2024-06-30 10:44:06 ET
Summary
- ServiceNow reported its Q1 FY24 earnings, where revenue and earnings exceeded expectations, driven by strength in Net New ACV as well as deepening adoption among its existing customer base.
- The company grew its customers with over $1M+ in ACB by 14.5% YoY as it sees growing adoption of its genAI products as companies unlock business value across use cases.
- On its Investor Day, management outlined that it expects Subscription Revenue to grow 20% YoY annually until FY26, while its non-GAAP operating margin expands by 100 bps to 31%.
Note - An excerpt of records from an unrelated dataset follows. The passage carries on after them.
PR #4724, opened 2024-03-25
Fujitsu Thermal Printer Initial Integration

adghayes:
## Overview

We did a preliminary software validation of the Fujitsu thermal printer for VxScan a few months ago. This is a more extensive, app-integrated proof-of-concept that will allow for paper path testing. I'm trying to strike a balance between something extensive enough to merge to `main` and to highlight any rough edges to the integration, but minimal enough that I don't waste cycles building something that won't work in the actual paper path / enclosure.

PR Includes:
- Basic Driver
- Driver CLI
- Print Success / Failure Tracking
- Basic UX Loading Flow
- Basic UX Printing Flow
- Printing flow when multiple reports are involved. I decided this was important to include in an initial POC because it is so different than a single report flow
- Happy path testing

PR Excludes:
- Fujitsu Mock for dev environments. Everything is behind a feature flag, and if the feature flag is on, the machine expects the hardware to be available at startup or will fail.
- Testing for all failure cases

One of the goal requirements is to leave V3 hardware printing support untouched. But because an embedded roll printer is such a different interface than a standard printer, supporting them both is a bit clunky. As you review the PR, note whether there are ways you think the two paths could co-exist better with better abstractions, or if it seems just too unwieldy, cutting out V3 support is not off the table for a future PR. cc @arsalansufi @benadida 

#### Paper Loading

https://github.com/votingworks/vxsuite/assets/37960853/3102f8d6-58e0-4ca6-b544-5735e99af1af

#### Print Single Report

https://github.com/votingworks/vxsuite/assets/37960853/13f43423-cf99-480c-88b0-f5310eee7020

#### Print Multipart Report

https://github.com/votingworks/vxsuite/assets/37960853/bb2189aa-51c5-4577-b113-ee4171832a2f

#### Print Fails (No Paper)

https://github.com/votingworks/vxsuite/assets/37960853/1bb75984-bf72-4038-ac6f-a2f3f21ee53d

#### Print Fails (Error)

https://github.com/votingworks/vxsuite/assets/37960853/02fab842-0797-43f5-a681-6552a78daf05

## Checklist


apps/scan/backend/src/printing/printer.ts
```diff
@@ -0,0 +1,104 @@
...
+
+export type PrintResult =
+  | {
+      scheme: 'hardware-v3';
+      pageCount: number;
+    }
+  | {
+      scheme: 'hardware-v4';
+      result: FujitsuPrintResult;
+    };
```
adghayes, line 56: To be able to have a singular `Printer` in the app, and a single `getPrinterStatus` endpoint and `printReport` endpoint, creating all these discriminated types.

apps/scan/backend/test/helpers/custom_helpers.ts
```diff
@@ -74,6 +86,7 @@ export async function withApp(
     workspace: Workspace;
     mockUsbDrive: MockUsbDrive;
     mockPrinterHandler: MemoryPrinterHandler;
+    mockFujitsuPrinterHandler: MemoryFujitsuPrinterHandler;
```
adghayes, line 89: This is a bit awkward - the testing helper will return a print handler for both types of printers, but only one will actually be active depending on what printer the app is using. Could make a sort of discriminated union of the two but then you'd have to assert within each test, instead of just picking your poison.

mattroe:
UX LGTM and I think this is the right balance for the level of integration we want to build at this point. nice job @adghayes

adghayes:
@kofi-q I noticed in the multi-page flow that the buttons were "Print Previous Report" and "Print Next" - I just removed "Report" from all buttons in the multi-page flow so it's just "Print Previous" and "Print Next," and the "Print Next" is more appropriately sized relative to the other button. Just noting here because I haven't updated the videos.

libs/fujitsu-thermal-printer/src/printing.ts
```diff
@@ -0,0 +1,351 @@
...
+  debug('printed page successfully');
+  return ok();
+}
+
+export async function print(
+  driver: FujitsuThermalPrinterDriverInterface,
+  pdfData: Uint8Array
+): Promise<Result<void, RawPrinterStatus>> {
+  const pdfImages = pdfToImages(Buffer.from(pdfData), {
+    scale: 200 / 72,
```
kofi-q, line 320: I think I can guess these numbers are, but could we add comments or constant definitions for clarity?

libs/fujitsu-thermal-printer/src/printing.ts
```diff
@@ -0,0 +1,351 @@
...
+
+  await driver.setReplyParameter(IDLE_REPLY_PARAMETER);
+  return ok();
+}
+
+export async function printFixture(
+  pdfFixturePath: string,
+  driver: FujitsuThermalPrinterDriver
+): Promise<void> {
+  const pdfData: Uint8Array = readFileSync(pdfFixturePath);
```
kofi-q, line 346: nit: Should we be moving to the `readFileSync` util from `libs/fs` that Brian added? This looks like it's not in the main app path, so maybe less important

kofi-q (approved):
🖨️

apps/scan/backend/src/printing/print_report_section.ts
```diff
@@ -0,0 +1,100 @@
...
+    isLiveMode,
+    pollsTransition: pollsTransitionType,
+    pollsTransitionedTime: pollsTransitionTime,
+    reportPrintedTime: getCurrentTime(),
+    precinctScannerMachineId: machineId,
+    electionResultsByParty: scannerResultsByParty,
+  });
+}
+
+const getReportSectionsMemoized = memoizeOne(getReportSections);
```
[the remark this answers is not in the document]
adghayes: I didn't run into perf problems while making this PR, but we did run into perf problems when testing the all bubble ballot. With so many contests, it took almost a minute to create a report for 1,000's of ballots. The expensive part is not the DB fetches or the React initializations, I believe, it's the tabulation itself. The all bubble ballot is an edge case, but I think an informative one. If we had an equivalently large election that was a primary, I'd rather the wait be all up front rather than repeated between each print.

- Although the company is well-positioned to win long-term, I believe its near term valuation has fully priced in its future growth prospects, leaving little room for substantial upside, making it a “hold."
Introduction & Investment Thesis
ServiceNow ( NOW ) is an end-to-end workflow automation platform for enterprises that has slightly underperformed the S&P 500 and Nasdaq 100 this year. I initiated a “hold” rating on the stock before its earnings, with my thesis predicated on the belief that the stock’s price seemed to have fully priced in management’s forward guidance even though the company has strong underlying fundamentals. While the stock dropped more than 11% after I issued my rating, it has since climbed and is currently up 8.77% since the time of my writing, outperforming the S&P 500....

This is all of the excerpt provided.